A Comprehensive AGN Inventory for the Dwarf-Dominated RESOLVE and ECO Surveys: Mass-Dependent AGN Types and Occupation Fractions
Polimera, Mugdha S., Kannappan, Sheila J., Richardson, Chris T., Stark, David V., Eckert, Kathleen D., Jarrett, Thomas H., Carr, Derrick S., Hutchens, Zackary L., Bellovary, Jillian M., and Norris, Mark A.
We catalog Active Galactic Nuclei (AGN) in the volume- and mass-limited RESOLVE and ECO surveys using (i) the BPT plot with standard and alternate demarcations, (ii) the BPT plot and VO plots (using [OI] or [SII]) to find "SF-AGN" with mixed star-forming and AGN classifications, and (iii) mid-IR WISE color selection. Dividing RESOLVE+ECO into dwarf, transitional, and giant galaxies by baryonic mass, we find AGN occupation fractions of 2-5%, 16-27%, and 20-48%, respectively, computed relative to all galaxies in each mass range including those not searchable for AGN. These percentage ranges encompass large systematics between crossmatched emission-line measurements from different SDSS catalogs. Stellar-mass divisions yield similar results. Adding (incomplete) archival X-ray/broadline AGN detections, the dwarf AGN occupation fraction reaches 3-6. WISE AGN are detected in <1% of galaxies at all masses with optimized WISE photometry; we show that standard catalog photometry yields high rates of both false positives and false negatives. AGN demographics shift with mass due to correlations with gas content, star formation, and group environment, forming a continuum: SF-AGN at the high-SF end, then "Bonus AGN" (defined by alternate literature BPT demarcations), then Composites, then Conventional AGN at the low-SF end. Typical (metal-poor, star-forming) dwarfs most often host SF-AGN, whereas typical transitional galaxies most often host Bonus AGN and Composites. We release homogenized SDSS line measurements, reprocessed WISE data, and UV+mid-IR star formation rates for RESOLVE and ECO.

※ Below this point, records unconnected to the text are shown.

PR #1426, opened 2024-09-24
move crypto provider installer to be called once

Oscar-Pepper:
this PR must be followed by an addition to zingo-mobile rust to also call this installer on app launch

### DIFF
--- a/libtonode-tests/tests/concrete.rs
+++ b/libtonode-tests/tests/concrete.rs
@@ -3466,7 +3466,7 @@ mod slow {
         let (regtest_manager, _cph, faucet, recipient) =
             scenarios::faucet_recipient_default().await;
         for i in 1..4 {
-            let _ = faucet.do_sync(false).await;
+            faucet.do_sync(false).await.unwrap();
             from_inputs::quick_send(
                 &faucet,
                 vec![(&get_base_address_macro!(recipient, "sapling"), 10_100, None)],
@@ -3476,7 +3476,7 @@ mod slow {
             let chainwait: u32 = 6;
             let amount: u64 = u64::from(chainwait * i);
             zingolib::testutils::increase_server_height(&regtest_manager, chainwait).await;
-            let _ = recipient.do_sync(false).await;
+            recipient.do_sync(false).await.unwrap();
             from_inputs::quick_send(
                 &recipient,
                 vec![(&get_base_address_macro!(recipient, "unified"), amount, None)],
--- a/zingocli/src/main.rs
+++ b/zingocli/src/main.rs
@@ -1,4 +1,8 @@
 #![forbid(unsafe_code)]
 pub fn main() {
+    // install default crypto provider (ring)
+    if let Err(e) = rustls::crypto::ring::default_provider().install_default() {
+        eprintln!("Error installing crypto provider: {:?}", e)
+    };
     zingo_cli::run_cli();
 }
--- a/zingolib/src/lightclient/sync.rs
+++ b/zingolib/src/lightclient/sync.rs
@@ -681,11 +681,12 @@ pub mod test {
         std::env::set_var("RUST_BACKTRACE", "1");
         let wallet = wallet_case.load_example_wallet().await;
         let lc = LightClient::create_from_wallet_async(wallet).await.unwrap();
-        let _ = lc.do_sync(true).await;
+        lc.do_sync(true).await.unwrap();
         lc
     }
 
     /// this is a live sync test. its execution time scales linearly since last updated
+    #[ignore = "testnet and mainnet tests should be ignored due to increasingly large execution times"]
     #[tokio::test]
     async fn testnet_sync_mskmgdbhotbpetcjwcspgopp_latest() {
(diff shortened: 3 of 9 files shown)


juanky201271:
I added the FFI function in zingo-mobile:
https://github.com/zingolabs/zingo-mobile/pull/696/commits/62d68d765e948e1810af02f25d79b3ad980404bf
And it's working, no run-time error about the Crypto Provider.

fluidvanadium:
i am proud of these sync tests. i understand that they have variable run time, but i do not understand why they would be ignored

nachog00 (commented):
Whats our stance on expects and unwraps? Do we allow them in tests only?
@zancas @Oscar-Pepper

Oscar-Pepper:
> i am proud of these sync tests. i understand that they have variable run time, but i do not understand why they would be ignored

as you said, we cant have tests unignored that are guaranteed to slow down test run time, they will just get ignored some time in the near future  anyway and cost a load of CI / local test developer time. this is what darkside is for, we have chain load framework. the only limitation I am aware of is transparent

Oscar-Pepper:
> Whats our stance on expects and unwraps? Do we allow them in tests only? @zancas @Oscar-Pepper

unwraps are test-only. expects can be acceptable in production with a message that eludes to why it should NEVER panic.

zancas:
In order to guarantee non-panic on an `expect` in production, we'd need to add wrapping correctness guarantees.   That's not a proper effort for a developer unless they're already **expert** in the code base.

Please do **NOT** add `expect`s to production code.

zancas:
> > i am proud of these sync tests. i understand that they have variable run time, but i do not understand why they would be ignored
> 
> as you said, we cant have tests unignored that are guaranteed to slow down test run time, they will just get ignored some time in the near future anyway and cost a load of CI / local test developer time. this is what darkside is for, we have chain load framework. the only limitation I am aware of is transparent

Though our optimized techniques find roughly five times more active black holes in dwarf galaxies than most prior work does, we emphasize that the 2-5% frequency measured for dwarfs is still far lower than the 16-27% frequency for transitional galaxies -- galaxies with masses between dwarfs and giants, like our own Milky Way -- or the 20-48% frequency for giants. This bar chart uses two shades to show these very broad percentage ranges, which are so approximate because of large systematic differences between emission-line measurements by different research teams using the same SDSS spectroscopic data. Even so, we found an unmistakable jump in the measured frequency of active black holes going from dwarfs to transitional and giant galaxies, which could mean that there are still more black holes eluding detection in dwarfs, or could mean that as they transition from dwarfs to giants, galaxies become better places for black holes to grow.